Location of Energy Storage Member

the energy storage member 1074 may be located within the surface cleaning apparatus at any position.

The energy storage member 1074 may be contained within an energy storage chamber 1140. Accordingly, the energy storage chamber 1140 may be positioned within the surface cleaning apparatus at any location.

More than one energy storage member 1074 may be contained within a single energy storage chamber 1140. It may be desirable to contain the energy storage member 1074 within an energy storage chamber 1140 to separate the energy storage member 1074 from any debris that may pass through the surface cleaning apparatus. The energy storage chamber 1140 may also protect the energy storage member 1074 from accidental damage, such as, for example, a puncture.

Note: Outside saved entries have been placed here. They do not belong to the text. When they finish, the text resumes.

PR #1101, opened 2020-12-17
Fixed: typo

gwauge:
Added missing "to" under "Using .env files" section


mhwelander:

PR #1112, opened 2020-12-23
Proposal for quickstart update

hrescak:
@nikolasburk I took a quick stab at this - I focused on the very beginning to help people jump into it faster. I think the actual flow of the rest of the quickstart is great and at the appropriate depth. Even showing the tables in the sqlite database is IMO more useful than hiding them.


nikolasburk:
I think that looks great, thanks so much Matej! 🙏

Issue #1002, opened 2020-11-09
Align homepage with updated design


mhwelander:
It's currently a regular page with navigation disabled/hidden.

PR #1114, opened 2020-12-23
feat: New homepage for docs 

nilubava:
#1002


hrescak:
Filling in feedback as I come in (some of this is also for @kuldar lol):
- I'd make the main `h` larger - at least the size on individual articles
- the background image of the top section seems very pixelated, I'd consider using an svg maybe
image
- I'd make either the entire cell or the title clickable in these, not just the arrow
image
- the icons up top (overview, components etc... can be pulled from `react-feather`)
- I'd consider making the main call to action buttons large, with icon to the right and not capitalized, to make them consistent everywhere. (the icon can also be found in `react-feather`, I think it's ChevronsRight.

nilubava:
Done -> 

- the background image of the top section seems changed to svg
- Entire cell clickable in link cards, not just the arrow
- the icons up top (overview, components etc...) pulled from `react-feather`
- ChevronsRight pulled from `react-feather`

nilubava:
@hrescak The icon for 'More' seems different from the design. I cannot find the same in `react-feather`. Can you look into this?

hrescak:
I believe it's the `Menu` Icon

thebiglabasky:
One thing my eye somehow caught is the alignment between the round icons and the paragraphs below which felt, although technically aligned, not visually aligned
image

I was tempted to anchor on the icons like so:
image
but this may not be good.
Anyway, I find it good to go otherwise!

thebiglabasky (approved):
LBTWWCH! <- as in Looks Better Than What We Currently Have
So good to merge :D

PR #1116, opened 2020-12-24
The side without a relation scalar must be optional

ahmedosama5200:


nikolasburk:
Thanks a lot for catching this @ahmedosama5200 🚀

PR #1119, opened 2020-12-27
Update index.mdx

heymartinadams:
The schema path can also be called when using `prisma studio`


nikolasburk:
Thanks for the adjustment Martin 🙌

PR #1182, opened 2021-01-15
Update 00-deploying-to-heroku.md

abulhuman:
The current push command results in 
```
error: src refspec main does not match any
error: failed to push some refs to 'https://git.heroku.com/your-app-name.git'
```

### DIFF
--- a/content/300-guides/200-deployment/00-deploying-to-heroku.md
+++ b/content/300-guides/200-deployment/00-deploying-to-heroku.md
@@ -234,7 +234,7 @@ The first command will create an SQL migration file based on the Prisma schema i
 Deploy the app by pushing the changes to the Heroku app repository:
 
 ```no-lines
-git push heroku main
+git push heroku master
 ```
 
 This will trigger a build and deploy your application to Heroku.


janpio (changes requested):
I think newer Heroku deployments only use `main`.

abulhuman:
> I think newer Heroku deployments only use `main`.

I followed the guide to that point and only replacing `main` by `master` in the command worked.

abulhuman:
> I think newer Heroku deployments only use `main`.

more like newer version of git is required where the `master` branch is replaced by `main` by default.

And I think it should made clear from the beginning on the prerequisites section of the guide that the command `git init` should result in a `main` branch rather than a `master` branch.

janpio:
Yes, that might be valid - but that should be an issue then and not a PR that just replaces `main` with `master`. If this would be merged, many people could not work with the instructions any more.

abulhuman:
> Yes, that might be valid - but that should be an issue then and not a PR that just replaces `main` with `master`. If this would be merged, many people could not work with the instructions any more.

Understood sir.

2color:
I resolved this by ensuring that in the beginning of the guide, you're instructed to change to the `main` branch: https://github.com/prisma/docs/commit/ea282f1bf57f7e91517e26fe72c7f15b0c4b2d63

PR #1186, opened 2021-01-15
Add output field to generator client definition example in 03-generators.mdx

ultd:
Added output field to generator client definition as some people will wonder how to do this.


johannesschobel:
output is not directly required, right? this is an optional parameter, so we can omit it here

molebox:
Hey @ultd! Specifiying the output path is documented [here](https://www.prisma.io/docs/concepts/components/prisma-client/working-with-prismaclient/generating-prisma-client#using-a-custom-output-path). Im going to go ahead and close this PR. Thanks for taking the time though 😊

As shown in FIG. 1F, the energy storage member 1074 may be positioned radially outward from the air treatment chamber 1044. That is, a plane that is transverse to the central axis 1050 of the air treatment chamber 1044 may intersect the air treatment chamber 1044 and the energy storage member 1074.

The energy storage member 1074 may be positioned forward, rearward, and/or laterally beside the dirt collection chamber 1032. In the example illustrated in FIGS. 1D and 1E, the energy storage member 1074 is positioned forward a first portion 1032 a of the dirt collection chamber 1032 and laterally beside a second portion 1032 b of the dirt collection chamber 1032.

Accordingly, as exemplified in FIG. 1E, the energy storage member 1074 may be located beside and extend axially with the dirt collection chamber 1032. Further, as discussed subsequently, the energy storage member 1074 may be accessible when the dirt collection chamber 1032. It will be appreciated that two or more energy storage members 1074 a, 1074 b may be provided and they be located in separate compartments 1040 a, 1040 b (see FIG. 1E) or in a single compartment.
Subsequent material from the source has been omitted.